▶ _WHAT TO PRODUCE_
Gather each line in the entries that includes the string "approved".

▶ _Records from a data source_
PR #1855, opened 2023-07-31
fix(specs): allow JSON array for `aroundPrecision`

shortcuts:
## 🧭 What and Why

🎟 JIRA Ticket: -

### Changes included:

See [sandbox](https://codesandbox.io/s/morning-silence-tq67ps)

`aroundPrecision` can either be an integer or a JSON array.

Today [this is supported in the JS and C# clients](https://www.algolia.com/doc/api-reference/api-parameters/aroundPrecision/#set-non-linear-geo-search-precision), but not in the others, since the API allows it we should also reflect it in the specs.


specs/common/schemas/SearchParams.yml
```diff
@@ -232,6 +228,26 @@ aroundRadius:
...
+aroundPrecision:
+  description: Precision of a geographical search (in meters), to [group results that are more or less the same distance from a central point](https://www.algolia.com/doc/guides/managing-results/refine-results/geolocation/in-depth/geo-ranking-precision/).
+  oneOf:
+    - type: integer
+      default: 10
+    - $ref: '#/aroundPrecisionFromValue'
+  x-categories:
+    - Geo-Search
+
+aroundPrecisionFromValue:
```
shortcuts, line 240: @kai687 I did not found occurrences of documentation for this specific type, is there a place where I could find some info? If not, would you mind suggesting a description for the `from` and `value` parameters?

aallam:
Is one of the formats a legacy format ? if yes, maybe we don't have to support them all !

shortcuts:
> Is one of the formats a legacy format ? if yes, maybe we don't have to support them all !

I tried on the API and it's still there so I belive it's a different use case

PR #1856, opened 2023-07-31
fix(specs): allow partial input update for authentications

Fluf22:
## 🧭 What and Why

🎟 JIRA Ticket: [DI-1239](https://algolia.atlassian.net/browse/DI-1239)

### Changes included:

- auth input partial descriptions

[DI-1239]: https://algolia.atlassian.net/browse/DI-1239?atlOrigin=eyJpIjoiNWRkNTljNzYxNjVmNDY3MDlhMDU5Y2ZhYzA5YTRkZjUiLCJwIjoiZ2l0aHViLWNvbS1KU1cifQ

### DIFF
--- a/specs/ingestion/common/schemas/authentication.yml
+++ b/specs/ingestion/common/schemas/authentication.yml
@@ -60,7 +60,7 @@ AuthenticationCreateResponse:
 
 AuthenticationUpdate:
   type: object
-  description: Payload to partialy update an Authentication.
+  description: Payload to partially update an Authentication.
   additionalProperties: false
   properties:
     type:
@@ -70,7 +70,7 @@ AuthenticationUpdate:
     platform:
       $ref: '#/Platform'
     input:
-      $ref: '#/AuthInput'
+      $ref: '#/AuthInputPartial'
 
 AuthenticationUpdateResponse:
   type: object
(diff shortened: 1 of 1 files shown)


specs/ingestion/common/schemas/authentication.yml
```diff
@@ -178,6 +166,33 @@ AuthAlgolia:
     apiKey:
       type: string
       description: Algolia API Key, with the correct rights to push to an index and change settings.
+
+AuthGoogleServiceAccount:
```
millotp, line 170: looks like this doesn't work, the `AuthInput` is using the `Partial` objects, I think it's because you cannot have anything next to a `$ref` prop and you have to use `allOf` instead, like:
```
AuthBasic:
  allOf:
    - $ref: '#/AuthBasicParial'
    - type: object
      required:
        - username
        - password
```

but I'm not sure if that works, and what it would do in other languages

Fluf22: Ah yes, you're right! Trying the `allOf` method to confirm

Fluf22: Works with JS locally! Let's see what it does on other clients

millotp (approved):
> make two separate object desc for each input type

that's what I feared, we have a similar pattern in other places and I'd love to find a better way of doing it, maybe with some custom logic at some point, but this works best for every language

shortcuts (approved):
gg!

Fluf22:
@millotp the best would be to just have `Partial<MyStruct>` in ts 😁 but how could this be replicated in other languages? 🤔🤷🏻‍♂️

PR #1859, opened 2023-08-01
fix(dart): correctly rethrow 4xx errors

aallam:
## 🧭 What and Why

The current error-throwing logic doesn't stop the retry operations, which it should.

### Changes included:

▶ _SOLVED EXERCISE_
millotp (approved):
shortcuts (approved):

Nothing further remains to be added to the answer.